[GIVEN DATA]:
──────────
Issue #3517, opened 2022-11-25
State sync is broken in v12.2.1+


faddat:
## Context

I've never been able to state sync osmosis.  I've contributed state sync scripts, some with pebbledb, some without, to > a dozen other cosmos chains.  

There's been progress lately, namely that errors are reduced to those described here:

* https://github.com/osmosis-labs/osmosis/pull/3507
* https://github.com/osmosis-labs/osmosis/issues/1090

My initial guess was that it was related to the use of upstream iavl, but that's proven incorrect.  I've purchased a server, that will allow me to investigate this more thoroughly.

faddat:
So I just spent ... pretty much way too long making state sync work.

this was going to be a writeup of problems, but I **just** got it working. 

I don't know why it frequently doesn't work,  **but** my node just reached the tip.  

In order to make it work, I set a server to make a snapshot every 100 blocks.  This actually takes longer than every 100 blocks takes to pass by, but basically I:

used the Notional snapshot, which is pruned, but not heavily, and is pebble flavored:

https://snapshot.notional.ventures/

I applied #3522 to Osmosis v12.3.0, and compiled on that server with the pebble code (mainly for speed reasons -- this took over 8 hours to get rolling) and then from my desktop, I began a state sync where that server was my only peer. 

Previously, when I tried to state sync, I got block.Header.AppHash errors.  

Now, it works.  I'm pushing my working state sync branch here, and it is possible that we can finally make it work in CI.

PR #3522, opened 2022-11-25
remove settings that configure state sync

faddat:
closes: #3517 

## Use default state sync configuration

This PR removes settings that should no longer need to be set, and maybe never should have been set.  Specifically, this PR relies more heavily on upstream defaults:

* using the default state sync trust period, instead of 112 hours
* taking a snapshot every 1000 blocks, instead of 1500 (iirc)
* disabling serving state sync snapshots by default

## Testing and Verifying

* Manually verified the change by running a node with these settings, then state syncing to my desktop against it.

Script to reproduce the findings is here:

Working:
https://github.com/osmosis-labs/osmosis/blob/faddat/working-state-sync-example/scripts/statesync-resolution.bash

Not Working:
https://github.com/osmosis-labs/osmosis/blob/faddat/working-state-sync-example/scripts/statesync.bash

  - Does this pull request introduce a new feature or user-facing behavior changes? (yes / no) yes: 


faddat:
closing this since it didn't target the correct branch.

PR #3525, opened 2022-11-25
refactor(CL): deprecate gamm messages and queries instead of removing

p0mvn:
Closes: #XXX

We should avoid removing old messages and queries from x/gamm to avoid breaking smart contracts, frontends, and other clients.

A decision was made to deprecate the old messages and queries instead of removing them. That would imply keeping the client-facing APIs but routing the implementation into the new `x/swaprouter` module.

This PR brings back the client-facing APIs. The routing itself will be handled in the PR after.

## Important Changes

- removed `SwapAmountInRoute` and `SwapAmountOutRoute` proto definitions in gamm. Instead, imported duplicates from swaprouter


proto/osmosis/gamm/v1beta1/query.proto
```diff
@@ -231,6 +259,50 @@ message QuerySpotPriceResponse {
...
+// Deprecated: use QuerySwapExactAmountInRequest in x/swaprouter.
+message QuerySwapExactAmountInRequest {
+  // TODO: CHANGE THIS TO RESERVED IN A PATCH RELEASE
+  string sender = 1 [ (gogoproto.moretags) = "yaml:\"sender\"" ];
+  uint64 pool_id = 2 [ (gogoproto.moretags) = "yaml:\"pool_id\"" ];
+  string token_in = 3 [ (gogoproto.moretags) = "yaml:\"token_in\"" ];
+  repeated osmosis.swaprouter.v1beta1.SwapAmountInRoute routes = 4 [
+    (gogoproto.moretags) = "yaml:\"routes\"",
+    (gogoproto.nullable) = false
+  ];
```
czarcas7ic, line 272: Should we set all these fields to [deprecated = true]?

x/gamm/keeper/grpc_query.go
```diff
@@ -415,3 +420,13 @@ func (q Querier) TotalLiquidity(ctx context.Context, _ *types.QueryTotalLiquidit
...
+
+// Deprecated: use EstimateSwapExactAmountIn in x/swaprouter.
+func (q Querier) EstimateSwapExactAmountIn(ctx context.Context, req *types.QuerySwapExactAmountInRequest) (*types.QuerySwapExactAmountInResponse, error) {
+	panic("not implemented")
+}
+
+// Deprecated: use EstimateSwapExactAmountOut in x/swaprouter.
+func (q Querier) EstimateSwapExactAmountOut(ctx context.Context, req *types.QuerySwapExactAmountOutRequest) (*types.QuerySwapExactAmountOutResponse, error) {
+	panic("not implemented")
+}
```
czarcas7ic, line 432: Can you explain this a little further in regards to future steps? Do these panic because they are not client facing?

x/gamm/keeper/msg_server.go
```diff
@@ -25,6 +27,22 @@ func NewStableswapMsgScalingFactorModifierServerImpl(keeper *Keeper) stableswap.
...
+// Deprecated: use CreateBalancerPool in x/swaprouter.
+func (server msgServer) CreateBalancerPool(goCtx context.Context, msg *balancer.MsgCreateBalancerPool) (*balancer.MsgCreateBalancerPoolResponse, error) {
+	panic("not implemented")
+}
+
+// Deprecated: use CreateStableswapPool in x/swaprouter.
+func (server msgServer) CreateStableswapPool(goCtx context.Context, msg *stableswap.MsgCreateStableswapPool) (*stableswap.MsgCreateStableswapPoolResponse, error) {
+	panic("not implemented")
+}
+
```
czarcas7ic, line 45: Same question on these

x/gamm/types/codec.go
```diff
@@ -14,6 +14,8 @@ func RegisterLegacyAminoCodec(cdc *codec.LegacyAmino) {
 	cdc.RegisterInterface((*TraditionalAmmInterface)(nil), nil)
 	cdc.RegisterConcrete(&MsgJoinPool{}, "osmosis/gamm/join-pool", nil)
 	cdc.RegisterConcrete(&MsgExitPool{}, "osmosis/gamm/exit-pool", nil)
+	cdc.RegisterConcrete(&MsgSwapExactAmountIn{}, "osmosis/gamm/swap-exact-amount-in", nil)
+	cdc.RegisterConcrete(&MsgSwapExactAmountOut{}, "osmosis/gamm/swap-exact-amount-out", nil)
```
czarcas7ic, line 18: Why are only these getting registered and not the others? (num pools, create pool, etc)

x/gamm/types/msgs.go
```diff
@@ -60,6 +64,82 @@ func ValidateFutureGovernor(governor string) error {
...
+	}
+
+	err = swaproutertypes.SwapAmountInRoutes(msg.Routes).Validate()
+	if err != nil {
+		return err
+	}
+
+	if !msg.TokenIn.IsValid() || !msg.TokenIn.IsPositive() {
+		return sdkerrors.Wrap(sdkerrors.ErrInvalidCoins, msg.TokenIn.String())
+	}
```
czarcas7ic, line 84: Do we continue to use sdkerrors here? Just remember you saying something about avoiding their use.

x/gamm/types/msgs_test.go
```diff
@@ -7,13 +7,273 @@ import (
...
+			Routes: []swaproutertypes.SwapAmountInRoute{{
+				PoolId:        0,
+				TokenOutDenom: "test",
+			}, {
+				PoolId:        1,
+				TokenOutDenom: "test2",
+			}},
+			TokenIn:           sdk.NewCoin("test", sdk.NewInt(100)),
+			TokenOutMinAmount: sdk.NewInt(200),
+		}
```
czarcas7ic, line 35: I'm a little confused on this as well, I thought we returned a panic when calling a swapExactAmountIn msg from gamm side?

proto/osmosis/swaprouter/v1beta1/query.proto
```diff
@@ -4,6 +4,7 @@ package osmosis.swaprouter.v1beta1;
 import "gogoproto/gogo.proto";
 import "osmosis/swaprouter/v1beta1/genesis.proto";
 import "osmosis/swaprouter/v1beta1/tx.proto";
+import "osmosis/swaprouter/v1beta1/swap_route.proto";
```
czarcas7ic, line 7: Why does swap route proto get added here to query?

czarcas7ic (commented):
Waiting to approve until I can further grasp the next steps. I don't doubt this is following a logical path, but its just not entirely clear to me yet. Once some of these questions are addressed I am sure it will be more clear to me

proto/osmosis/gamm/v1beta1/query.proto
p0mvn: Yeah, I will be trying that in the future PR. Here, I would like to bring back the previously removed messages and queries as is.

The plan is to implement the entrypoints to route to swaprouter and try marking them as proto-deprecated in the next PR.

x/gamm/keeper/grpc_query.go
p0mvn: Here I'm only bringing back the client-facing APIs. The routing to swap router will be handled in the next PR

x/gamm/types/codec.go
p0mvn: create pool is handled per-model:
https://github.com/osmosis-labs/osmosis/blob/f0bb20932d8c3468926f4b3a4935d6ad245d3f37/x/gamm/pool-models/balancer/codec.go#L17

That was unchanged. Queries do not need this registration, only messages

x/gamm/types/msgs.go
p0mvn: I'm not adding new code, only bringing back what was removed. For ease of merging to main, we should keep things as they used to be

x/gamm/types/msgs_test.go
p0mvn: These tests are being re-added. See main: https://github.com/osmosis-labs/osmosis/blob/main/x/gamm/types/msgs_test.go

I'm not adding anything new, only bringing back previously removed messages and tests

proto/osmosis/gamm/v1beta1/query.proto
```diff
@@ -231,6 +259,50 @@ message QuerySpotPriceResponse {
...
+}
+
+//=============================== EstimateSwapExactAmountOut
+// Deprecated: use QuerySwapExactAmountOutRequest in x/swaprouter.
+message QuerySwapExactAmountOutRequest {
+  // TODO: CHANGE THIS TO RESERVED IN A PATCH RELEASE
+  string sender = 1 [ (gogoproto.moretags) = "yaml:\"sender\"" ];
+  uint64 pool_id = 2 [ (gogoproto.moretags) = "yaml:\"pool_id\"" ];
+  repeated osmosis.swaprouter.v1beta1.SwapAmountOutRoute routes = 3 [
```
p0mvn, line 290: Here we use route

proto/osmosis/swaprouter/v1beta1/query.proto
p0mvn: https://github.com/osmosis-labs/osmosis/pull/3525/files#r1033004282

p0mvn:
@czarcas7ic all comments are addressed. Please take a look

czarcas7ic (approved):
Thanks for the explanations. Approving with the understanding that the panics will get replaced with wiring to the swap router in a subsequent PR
──────────
[EXERCISE REQUIREMENTS]: Pull every line containing "RegisterConcrete" from the material above.

[RESULT FOR THIS EXERCISE]:
 	cdc.RegisterConcrete(&MsgJoinPool{}, "osmosis/gamm/join-pool", nil)
 	cdc.RegisterConcrete(&MsgExitPool{}, "osmosis/gamm/exit-pool", nil)
+	cdc.RegisterConcrete(&MsgSwapExactAmountIn{}, "osmosis/gamm/swap-exact-amount-in", nil)
+	cdc.RegisterConcrete(&MsgSwapExactAmountOut{}, "osmosis/gamm/swap-exact-amount-out", nil)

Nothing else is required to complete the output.